Optigestion - Edito - Septembre 2021 Jacques_2021_9945f

Pilotage à vue.

Par Jacques DE PANISSE

Président du Directoire, Gérant et Associé

La vigueur de la reprise et la progression des cours des actions sur les marchés financiers placent les banques centrales dans une situation paradoxale.

L’été a confirmé des résultats d’entreprise particulièrement satisfaisants au deuxième trimestre. En Europe, les résultats sur 2021 (constitués des chiffres publiés sur les deux premiers trimestres et des prévisions sur le 3ème et le 4ème trimestre communiqués par les analystes d’Alphavalue qui couvrent 470 sociétés cotées en Europe) enregistrent une progression de 11,5% sur les résultats de l’année 2019. Ainsi, l’effondrement de 2020 a été largement effacé et la dynamique en place laisse prévoir une progression des profits de 8,5% en 2022, ce qui est très satisfaisant.

La FED, qui fixe la tendance, nous a montré lors de la réunion annuelle de Jackson Hole, à laquelle participent les dirigeants des grandes banques centrales à la fin du mois d’août, sa volonté d’agir avec prudence. Ainsi, malgré l’amélioration générale qui justifierait de réduire le soutien apporté à l’économie par le maintien de taux anormalement bas, Jerome Powell n’a pris aucun engagement qui ne puisse être remis en cause par une évolution de la conjoncture d’ici la fin de l’année.

La crainte de voir le Congrès raboter à l’excès les deux grands plans de soutien qui, avec le rehaussement du plafond de la dette, font l’objet d’âpres négociations entre démocrates et républicains, le doute que peuvent susciter certaines statistiques, sur l’activité, l’emploi et les salaires, notamment, contraignent la FED à rester dans l’expectative. Demain demeure imprévisible et le redressement actuel pourrait prochainement toucher à sa fin.

Un scénario particulièrement délicat à gérer pour une banque centrale pourrait se profiler, la stagflation. Une croissance apathique associée à un réveil de l’inflation.

L’analyse couramment proposée estime que le raffermissement actuel de l’inflation serait lié au redémarrage musclé de l’économie. Une fois le rebond effectué et les goulots d’étranglement résorbés, l’inflation devrait retrouver des niveaux modestes, voire insignifiants. Les faits semblent moins dociles et si la tendance haussière des salaires se confirmait il est certain que le caractère transitoire et localisé attribué à l’inflation serait remis en cause.

Simultanément, un tassement de l’activité semble se profiler. En août, 235 000 emplois ont été créés alors que 700 000 étaient prévus.

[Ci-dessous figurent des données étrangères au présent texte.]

Issue #974, opened 2021-03-09
Poor INSERT performance with ExecuteNonQuery() and many parameters


KristianWedberg:
### Description

When inserting rows with `ExecuteNonQuery()` and placeholder parameters, performance 
(measured as **inserted parameters per second**) with the `Microsoft.Data.SqlClient` v2.1.1  
and `System.Data.SqlClient` providers is progressively impacted from about 50+ parameters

En soi, cette statistique pourrait n’être qu’une déception ponctuelle. Certes, elle pourrait également venir confirmer une dégradation manifeste qui se dessine en Chine. Or, la Chine est le pays le plus en avance dans le cycle, suivie par les Etats-Unis puis l’Europe. Les dernières données macro-économiques chinoises ne sont pas encourageantes. Après l’activité manufacturière, les services affichent à leur tour une contraction très significative.

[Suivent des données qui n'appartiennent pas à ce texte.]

PR #1017, opened 2021-04-01
Fix TvpTest intermittent failure with Azure SQL Server

DavoudEshtehari:
**Unexpected exception message**: `Invalid command sent to ExecuteXmlReader. The command must return an Xml result.`

PR #1046, opened 2021-04-23
Tests | Fix TvpTest intermittent failures

DavoudEshtehari:
Extending the PR #1017 approach in similar scenarios.

### DIFF
--- a/src/Microsoft.Data.SqlClient/tests/ManualTests/SQL/ParameterTest/StreamInputParam.cs
+++ b/src/Microsoft.Data.SqlClient/tests/ManualTests/SQL/ParameterTest/StreamInputParam.cs
@@ -457,17 +457,16 @@ namespace Microsoft.Data.SqlClient.ManualTesting.Tests
                     byte[] data = new byte[dataSize];
                     rand.NextBytes(data);
                     MemoryStream ms = new MemoryStream(data, false);
-                    cmd.CommandText = "insert into #blobs (Id, blob) values (1, @blob)";
+                    // Include a delay to allow time for cancellation
+                    cmd.CommandText = "WAITFOR DELAY '00:00:05'; insert into #blobs (Id, blob) values (1, @blob)";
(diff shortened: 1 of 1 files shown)


src/Microsoft.Data.SqlClient/tests/ManualTests/SQL/ParameterTest/StreamInputParam.cs
```diff
@@ -504,17 +503,16 @@ private static void ImmediateCancelText()
                     StringBuilder sb = new StringBuilder();
                     for (int i = 0; i < 1000000; i++)
                         sb.Append(i);
-                    cmd.CommandText = "insert into #blobs (Id, blob) values (1, @blob)";
+                    // Include a delay to allow time for cancellation
+                    cmd.CommandText = "WAITFOR DELAY '00:00:05'; insert into #blobs (Id, blob) values (1, @blob)";
```
JRahnama, line 507: Curious about the delay time. How did we end up to that exact number of 5 seconds? Is it based on experience or a fact or I am missing something?

DavoudEshtehari: It's based on experience; you can find it in another test in the same class that it's already running well.

cheenamalhotra: Can we avoid this delay or reduce it to 1-2 secs? It eventually adds up to test execution time 👀

DavoudEshtehari: These tests are supposed to be canceled immediately, and this waiting time is just for safety. I'm afraid reducing them may increase the chance of failure.

JRahnama (approved):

Faut-il appréhender une dégradation qui s’étendrait progressivement de la Chine vers les Etats-Unis puis vers l’Europe ?

Cette mise en perspective pourrait expliquer l’absence de reprise de l’activité manufacturière en Allemagne qui baisse de 2% depuis le début de l’année et de 12% depuis son point haut fin 2017.

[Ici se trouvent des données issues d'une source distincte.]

PR #358, opened 2019-12-18
SqlBulkCopy - generics to avoid boxing

cmeyertons:
This PR is in reference to #353 

This is an attempt to reduce garbage created during a SqlBulkCopy operation for applications that are using SqlBulkCopy to stream batches of data out during a larger overall process.

The overall approach was to be more respectful of the `IDataReader` interface and use it's typed methods if possible to eliminate uneccesary boxing.  The unboxed value is passed around generically and converted back to its underlying type using a `ValueTypeConverter`.

I did observe some performance degradation when passing around by value, kicking off the idea to pass everything by `ref` -- this is more in line with how `SqlBulkCopy` previously behaved, minus the boxing.

While I do see less garbage created, I am seeing some disappointing performance results (abbreviated Benchmark.NET results):

```
|                Method |     Mean ||    Gen 0 | Gen 1 | Gen 2 |  Allocated |
|---------------------- |---------:||---------:|------:|------:|-----------:|
| NewBulkCopy_NewReader | 387.4 ms ||        - |     - |     - | 12017576 B |
| OldBulkCopy_NewReader | 161.9 ms || 250.0000 |     - |     - | 26412872 B |
```

There are still a considerable amount of heap allocations occurring, primarily during `SqlDecimal` -- I have logged the following issue to address: dotnet/runtime#1034

I think there is something different with the way my dlls are compiled?  I'm seeing much slower times in places where I did not make any changes, such as `TdsParser.WriteTokenLength`

My WriteTokenLength: 144ms
Old WriteTokenLength: 30ms

Any assistance in understanding the perf degradation is welcomed and appreciated!

Issue #846, opened 2020-12-11
SqlDataReader.GetSqlDateTime does not support DATETIME2


bjornbouetsmith:
### Describe the bug
It seems like DATETIME2 sql server datatype is not fully or correctly implemented in SqlDataReader.

using method GetDateTime - it handles DATETIME2 correctly

using method GetSqlDateTime  - it throws an 
System.InvalidCastException:

```
Exception message: Specified cast is not valid 
Stack trace:  at Microsoft.Data.SqlClient.SqlBuffer.get_SqlDateTime()
```

### To reproduce

```c#
 [TestMethod]
        public void DateTime2Mapping()
        {
            string Statement = $@"SELECT CAST('2020-12-11 09:17:12.123456' AS DATETIME2) AS Date";
            
            var builder = new SqlConnectionStringBuilder()
            {
                InitialCatalog = "master",
                DataSource = @"any sql connection",
                IntegratedSecurity = true,
            };

            var sqlConnection = new SqlConnection(builder.ConnectionString);
            sqlConnection.Open();
            using (SqlCommand command = new SqlCommand(Statement))
            {
                command.CommandType = CommandType.Text;
                command.Connection = sqlConnection;
                command.CommandText = Statement;
                using (var reader = command.ExecuteReader())
                {
                    while (reader.Read())
                    {
                        var dtColDate = reader.GetSqlDateTime(0);
                        Assert.IsFalse(dtColDate.IsNull);
                        Console.WriteLine(dtColDate.Value);
                    }
                }
            }
        }
```

### Expected behavior
I expect that GetSqlDateTime handles DATETIME2 and returns a SqlDateTime struct

### Further technical details
Microsoft.Data.SqlClient version: 2.1.0
.NET target: Framework 4.7.2
SQL Server version: 15.0.4079.3 (2019)
Operating system: Windows 10

**Additional context**
Why I found this issue, is because I was profiling our code and saw that SqlDataReader.IsDbNull took up a lot of time since we need to check every column for null, since GetXX methods does not handle DBNull - and then I found SqlDataReader.GetSqlXX methods which handles DBNull.

Basically trying to get rid of the overhead in SqlDataReader
```c#
 override public bool IsDBNull(int i)
        {
            {
                CheckHeaderIsReady(columnIndex: i);

                SetTimeout(_defaultTimeoutMilliseconds);

                ReadColumnHeader(i);    // header data only
            }

            return _data[i].IsNull;
        }
```

by swithing to
[...]

PR #1048, opened 2021-04-26
SqlBulkCopy - Leverage Generics to Eliminate Boxing

cmeyertons:
@Wraith2 @cheenamalhotra - This is a re-creation of #358 - there were multiple merge conflicts that were difficult to resolve.

- Leverage Generic Code Paths to eliminate boxing of value types as the value is being written to the database
- Benchmark test that validates the boxing is eliminated (this only works in Release mode as the Debug JIT does not perform the necessary optimizations)
- Extension Method for Generic Cast instead of a GenericConverter type -- this makes the code a bit less verbose + easier to read.

Possible breaking changes:
- `IDataReader.GetFieldType` is invoked in SqlBulkCopy that was not invoked previously.  Custom data reader implementations that do not properly implement this method could break.
- `IDataReader.IsDbNull` is now invoked in the IDataReader code path for every value (previously it was only invoked if streaming was enabled).  This is necessary to invoke the proper value method (GetInt32, etc.) and handle potential nullable value types.

TODO:
- Migrate this code into `netfx` (I want to wait for all tests to pass before I spend any effort doing this)


src/Microsoft.Data.SqlClient/tests/ManualTests/SQL/SqlBulkCopyTest/NoBoxingValuesTypes.cs
```diff
@@ -0,0 +1,487 @@
...
+            var report = summary.Reports.First();
+
+            Assert.Equal(1, report.AllMeasurements.Count);
+            Assert.True(report.GcStats.BytesAllocatedPerOperation < totalBytesWhenBoxed);
+#endif
+        }
+
+        public class NoBoxingValueTypesBenchmark
+        {
+            [Benchmark]
```
cheenamalhotra, line 105: Hi @cmeyertons 

I highly appreciate your contribution here, but please hold on to committing Performance test and benchmarking code to Manual Tests project in this PR. We're going to introduce a new project specifically for Perf testing, that's where we will add benchmark tests.
_(Till then please upload this test as a file attachment, we'll include it to the new perf project)_

/cc @DavoudEshtehari

cmeyertons: @cheenamalhotra  - okay sounds good no problem -- i'm going to momentarily leave it in to test that the benchmark is successful in `netfx` if that's alright with you.

cheenamalhotra:
Hi @cmeyertons 

We appreciate your efforts. 

> I have implemented a custom data reader implementation in the NoBoxingValueTypes test -- I would've preferred to leverage the FastMember library to reduce the amount of code required, but that package was not available in the currently configured Nuget sources.

**FastMember** is not an official Microsoft package, and neither provides a unique solution that keeps us blocked. Yes it does simplify code, but that's not necessary to do the same job. We cannot justify the need to depend on this package for just code enhancements. Please continue to use the existing reflection design in tests to add your tests.

cmeyertons:
@cheenamalhotra based on #1046 -- i'm guessing that some of my test failures are expected at this point?

Wraith2:
You'll still have to check them individually and decide if they're code related of infra, apart from TVPMain, that's just flaky as hell.

cheenamalhotra:
@cmeyertons 

Yes, we have some random failures which should go away once we rerun pipelines, don't bother about those ones. We're trying to fix them, but as Wraith mentioned, they're flaky..

cmeyertons:
@cheenamalhotra  @Wraith2  alright tests are looking much better -- in the process of re-patching the code onto this branch, I did find the bug that was causing tests to fail.

If I could get a preliminary approval on how the code looks now (the potential breaking changes, using the extension method over the GenericConverter class), I can get started on the `netfx` port (I _really_ don't want to change manage across both with a bunch of iterations)

Wraith2:
> If I could get a preliminary approval on how the code looks now (the potential breaking changes, using the extension method over the GenericConverter class), I can get started on the netfx port

It's been 16 months, you've been trying to get this merged so I'd really hope that someone can find the time to review it and give constructive feedback. You've been far more patient than anyone should need to be on this.

cheenamalhotra:
@cmeyertons 

> IDataReader.IsDbNull is now invoked in the IDataReader code path for every value (previously it was only invoked if streaming was enabled). This is necessary to invoke the proper value method (GetInt32, etc.) and handle potential nullable value types.

As you specifically mentioned this now in your PR, I'm a little worried about the `IDataReader.IsDbNull` call that will be made on every value. I suspect this might have a negative impact on performance for large rows. I have previously heard reports on this call causing performance lag (e.g. https://github.com/dotnet/SqlClient/issues/846#issue-762198571 and also from internal teams when using 200+ columns) so doing so for every type may cause significant performance drop, specially on existing customer applications that rely on current behavior.

We of course need to write a use case to prove that, so I'll be looking more into that tomorrow. But if you can also test it out and come up with a use-case to find any significant performance drop with this PR, we may have to revisit the design a bit to make it an optional behavior. But if our test results do not suggest any performance degradation, we'd be happy to take it as is.

Wraith2:
I've investigated the perf impact of `IsDBNull` in the past and I found that the cost of the seek to the field was being attributed to it which made `IsDBNull` seem heavier than it is and `GetFieldValue` calls seem lighter . To check if a column value is null you have to seek to the column header which will run the parser if you haven't already touched the field and at that point IO can also occur. When you call `GetFieldValue` on that same column the seek should already have happened from the previous call so you usually just pick up the value in the `SqlBuffer`. 

The fastest call is one that never happens so it would be good to get some numbers. For this PR can you demonstrate (with a BenchmarkDotNet bench if possible) that the original/current implementation is still slower than the PR branch with a reasonable column width of say 32 or 64? You'll need to give it a runtime of at least a minute ime to make sure the GC kicks in for the boxes that are being removed, without the GC the overhead of the new approach won't be properly balanced against the waste of the current one and your PR will look artificially poor, been there made that mistake.

src/Microsoft.Data.SqlClient/tests/ManualTests/SQL/SqlBulkCopyTest/NoBoxingValuesTypes.cs
cmeyertons: [NoBoxingValuesTypes.zip](https://github.com/dotnet/SqlClient/files/6384644/NoBoxingValuesTypes.zip)

@cheenamalhotra ^ attached a zip of the file (uncommented out)

src/Microsoft.Data.SqlClient/netcore/src/Microsoft/Data/SqlClient/SqlBulkCopy.cs
```diff
@@ -965,37 +985,66 @@ private object GetValueFromSourceRow(int destRowIndex, out bool isSqlType, out b
...
                     }
                     else
                     {
-                        isDataFeed = false;
-
                         IDataReader rowSourceAsIDataReader = (IDataReader)_rowSource;
-
-                        // Only use IsDbNull when streaming is enabled and only for non-SqlDataReader
-                        if ((_enableStreaming) && (_sqlDataReaderRowSource == null) && (rowSourceAsIDataReader.IsDBNull(sourceOrdinal)))
+                        // previously, IsDbNull was only invoked in a non-streaming scenario with a non-SqlDataReader.
```
cmeyertons, line 994: @cheenamalhotra @Wraith2 starting a conversation here to keep this tied together -- I will create a benchmark around this logic that inserts a million records in a loop until i hit about the minute mark.

I will do this in a couple of other branches in my repo and will post some links to the code here -- should be able to get this done today.

src/Microsoft.Data.SqlClient/netcore/src/Microsoft/Data/SqlClient/SqlBulkCopy.cs
```diff
@@ -1260,6 +1321,66 @@ private SourceColumnMetadata GetColumnMetadata(int ordinal)
...
                 }
             }
+            else if (_rowSourceType == ValueSourceType.IDataReader)
+            {
+                isSqlType = false;
+                isDataFeed = false;
+
+                Type t = ((IDataReader)_rowSource).GetFieldType(ordinal);
+
+                if (t == typeof(bool))
```
cmeyertons, line 1331: @cheenamalhotra @Wraith2 

Thinking about this in the context of the `IsDbNull` check above -- I think we need to add an OR check to the corresponding nullable type (e.g. `t == typeof(bool) || t == typeof(bool?`)

I think we have two routes we can go here.

1. We add the OR check and invoke `IsDbNull` on each value.  Pros: prevents nullable types from being boxed.  Cons: have to invoke IsDbNull (per impact TBD) and requires data reader implementations to correct determine result of `IsDbNull`
2. Leave this as is and we don't have to invoke `IsDbNull` on each value.  Nullable value types would get boxed.

I would prefer option 1 if possible.

I will measure the option 1 approach as discussed and we will see how it shakes out.

Wraith2: I don't believe that GetFieldType can return a Nullable<bool>, at least it can't in the SqlClient implementation. We don't conflate sql and language nulls (rightly imo) so I don't think you need to change this. If a non-SqlClient data source provides a Nullable<bool> then I think boxing is probably appropriate.

src/Microsoft.Data.SqlClient/netcore/src/Microsoft/Data/SqlClient/SqlBulkCopy.cs
cmeyertons: If IsDbNull proves to be problematic, there could be an optimization around only invoking it for fields that are possibly null (e.g. if `GetFieldType` returns `typeof(int)` we don't need to check

src/Microsoft.Data.SqlClient/netcore/src/Microsoft/Data/SqlClient/SqlBulkCopy.cs
Wraith2: A nullable int column should have GetFieldType of int, nullability is not part of the type in sql.

cmeyertons:
@cheenamalhotra @Wraith2 after much further investigation, it appears that migrating the code paths from `object value` to `T value` appears to have a detrimental impact on performance  -- I see about a 10% increase across the board.

You can view my the benchmarking code in my repo in the `benchmarks/current` and `benchmarks/new` branches.  I am bulk copying appx 40 columns

Some observations:
- This does not appear to be solely related to `IsDbNull` -- i see the 10% uptick on various submethods that were genericized.
- This might be due to passing `decimal` by value (128 bits instead of 64).  I did attempt to change all of the signatures to `ref` and that did not alleviate the problem.
- Maybe leveraging the `in` modifier would help -- however, this change is probably not backwards compatible.
- Some extra boxing is forced to occur during `CoerceValue` if coercion is necessary -- eliminating boxing would require a generic version of `Convert.ChangeType` which is a framework change.
- I did uncover a small performance change that I can submit in a subsequent PR

Inevitably, the boxing cost is much lower than I initially anticipated.  While this was a good and fun personal exercise in getting into the lowers details of the SqlClient library, I'm at a deadend on how to improve performance at this point.

# CURRENT
``` ini

BenchmarkDotNet=v0.12.1, OS=Windows 10.0.18363.1500 (1909/November2018Update/19H2)
Intel Xeon E-2176M CPU 2.70GHz, 1 CPU, 12 logical and 6 physical cores
.NET Core SDK=5.0.202
  [Host]     : .NET Core 3.1.14 (CoreCLR 4.700.21.16201, CoreFX 4.700.21.16208), X64 RyuJIT
  Job-ZNZZJB : .NET Core 3.1.14 (CoreCLR 4.700.21.16201, CoreFX 4.700.21.16208), X64 RyuJIT

IterationCount=5  LaunchCount=1  WarmupCount=0

```
|   Method |    Mean |   Error |  StdDev |       Gen 0 |     Gen 1 | Gen 2 | Allocated |
|--------- |--------:|--------:|--------:|------------:|----------:|------:|----------:|
| BulkCopy | 17.91 s | 1.270 s | 0.330 s | 364000.0000 | 2000.0000 |     - |   2.13 GB |

# NEW

``` ini
BenchmarkDotNet=v0.12.1, OS=Windows 10.0.18363.1500 (1909/November2018Update/19H2)
Intel Xeon E-2176M CPU 2.70GHz, 1 CPU, 12 logical and 6 physical cores
.NET Core SDK=5.0.202
  [Host]     : .NET Core 3.1.14 (CoreCLR 4.700.21.16201, CoreFX 4.700.21.16208), X64 RyuJIT
  Job-UIKJLZ : .NET Core 3.1.14 (CoreCLR 4.700.21.16201, CoreFX 4.700.21.16208), X64 RyuJIT

IterationCount=5  LaunchCount=1  WarmupCount=0

```
|   Method |    Mean |   Error |  StdDev |       Gen 0 |     Gen 1 | Gen 2 | Allocated |
|--------- |--------:|--------:|--------:|------------:|----------:|------:|----------:|
| BulkCopy | 20.01 s | 2.480 s | 0.384 s | 178000.0000 | 2000.0000 |     - |   1.04 GB |

Wraith2:
The memory is a lot better which was the initial goal. The speed drop is a bit troubling. Does any particular hotspot stick out?

cheenamalhotra:
Hi @cmeyertons 

I extended your project to include more info (+10 columns +Async APIs +SqlDataReader +Threading Diagnoser).
I also used the same data to keep things comparable. Below are the results for ~50 columns:
My source changes are here: [fork: benchmarks/new](https://github.com/cheenamalhotra/SqlClient/tree/benchmarks/new)

### CURRENT - IDataReader

|        Method |    Mean |    Error |  StdDev | Completed Work Items |       Gen 0 |     Gen 1 | Allocated |
|-------------- |--------:|---------:|--------:|---------------------:|------------:|----------:|----------:|
|      BulkCopy | 22.82 s | 12.746 s | 1.972 s |               2.0000 | 646000.0000 | 2000.0000 |   2.52 GB |
| BulkCopyAsync | 22.48 s |  1.601 s | 0.416 s |             250.0000 | 646000.0000 | 2000.0000 |   2.52 GB |

### NEW - IDataReader

|        Method |    Mean |    Error |  StdDev | Completed Work Items |       Gen 0 |     Gen 1 | Allocated |
|-------------- |--------:|---------:|--------:|---------------------:|------------:|----------:|----------:|
|      BulkCopy | <sup>1</sup> 25.86 s | 13.320 s | 2.061 s |               4.0000 | 294000.0000 | 2000.0000 |   <sup>3</sup> 1.15 GB |
| BulkCopyAsync | <sup>1</sup> 26.16 s |  1.946 s | 0.505 s | <sup>2</sup> 645.0000 | 294000.0000 | 2000.0000 |  <sup>3</sup> 1.15 GB |

<sup>1</sup> Performance degradation is approx. 13% (sync) &19% (async).
<sup>2</sup> Async flow consumes significantly more threads here.
<sup>3</sup> There's no doubt allocation has improved.

--------

### CURRENT - SqlDataReader

|        Method |    Mean |    Error |  StdDev |       Gen 0 |     Gen 1 | Allocated | Completed Work Items |
|-------------- |--------:|---------:|--------:|------------:|----------:|----------:|---------------------:|
|      BulkCopy | 28.81 s |  2.297 s | 0.355 s | 371000.0000 | 3000.0000 |   1.45 GB |              10.0000 |
| BulkCopyAsync | 65.16 s | 19.408 s | 5.040 s | 802000.0000 | 5000.0000 |   3.04 GB |         3924955.0000 |

### NEW - SqlDataReader

|        Method |    Mean |   Error |  StdDev | Completed Work Items |       Gen 0 |     Gen 1 | Allocated |
|-------------- |--------:|--------:|--------:|---------------------:|------------:|----------:|----------:|
|      BulkCopy | <sup>1</sup> 34.56 s | 2.044 s | 0.531 s |               3.0000 | 371000.0000 | 3000.0000 |   1.45 GB |
| BulkCopyAsync | <sup>1</sup> 70.56 s | 2.968 s | 0.459 s |         3925037.0000 | 804000.0000 | 7000.0000 |   3.04 GB |

<sup>1</sup> Performance degraded by approx. 20% (sync) and 8% (async), even though there's no change in allocation.
Was this intended or can you improve allocations for `SqlDataReader` too?

cmeyertons:
@cheenamalhotra @Wraith2 

> 1 Performance degraded by approx. 20% (sync) and 8% (async), even though there's no change in allocation.
Was this intended or can you improve allocations for SqlDataReader too?

Looking at the SqlDataReader internals, it looks like it holds data in a SqlBuffer object, so it might already be boxed -- i was anticipating less allocations due to invocations through `GetSqlDecimal` etc.

I've refactored some code paths to closer align the # of method invocations to the original -- refactored `ConvertWriteValueAsync` back to more similar of the original `ConvertValue` (changed to `ConvertValueIfNeeded`)

I lifted out the null checking from `ConvertValueIfNeeded` to eliminate the method dispatch for nulls (this is a small perf improvement that could be made to the existing codebase)

Some of my suspicions at this point are:
- The `IfNeeded` pattern is adding the amount of local memory used (instead of writing over the existing value, we're passing back a new, second value) -- even if this is null most of the time, there could be extra cost there.  I see jumps in both `SqlBulkCopy.ConvertValueIfNeeded` and `SqlParameter.CoerceValueIfNeeded`
- I'm wondering if this pattern introduces more CPU cache misses as you are hitting different code paths for each column in the dataset, incurring more context switching -- I have no evidence of this, just a hunch.
- There are a couple of methods that I could additionally inline for the `object` vs `T` use case -- `TdsParser.WriteValueWithWait` and `SqlBulkCopy.DoWriteValueAsync` -- these are the only extra invocations at this point that I can see.  That would require some code duplication however.

I will work on getting your benchmarks into my repo later today -- @cheenamalhotra  thanks for enhancing them, much appreciated it!

src/Microsoft.Data.SqlClient/netcore/src/Microsoft/Data/SqlClient/SqlBulkCopy.cs
mburbea: If you're inspecting the SchemaTable there is IsNullable field, if it's not present you should be able to skip the dbnull checks.

cmeyertons:
Hi team, closing this PR to get it off my list.  I no longer am working with MSSQL and it appears this experiment hampered performance rather than helped it (most likely due to CPU caching instructions, etc).

I sincerely appreciate everyone's help throughout this attempted contribution and learned a ton!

Le secteur automobile, figure de proue de l’industrie allemande, poursuit sa dégradation débutée en 2018. Quand on connait le poids de l’industrie allemande en Europe et son succès à l’exportation, on est en droit de s’interroger sur ce possible signe précurseur.

Sommes-nous en présence de coïncidences ou existe-t-il un lien de cause à effet ? Il est encore trop tôt pour en décider mais la possibilité d’un ralentissement généralisé ne peut être exclue.

C’est bien la difficulté que rencontre la FED, l’éventuel ralentissement qui prend corps nécessiterait de stimuler l’économie, notamment en baissant les taux d’intérêt et en maintenant le « tapering » tandis que la possible renaissance de l’inflation, si elle était confirmée, exigerait précisément de faire l’opposé, au risque de freiner encore plus l’économie.

Pour l’instant, la FED pilote avec doigté une situation d’attente et maintient les largesses monétaires.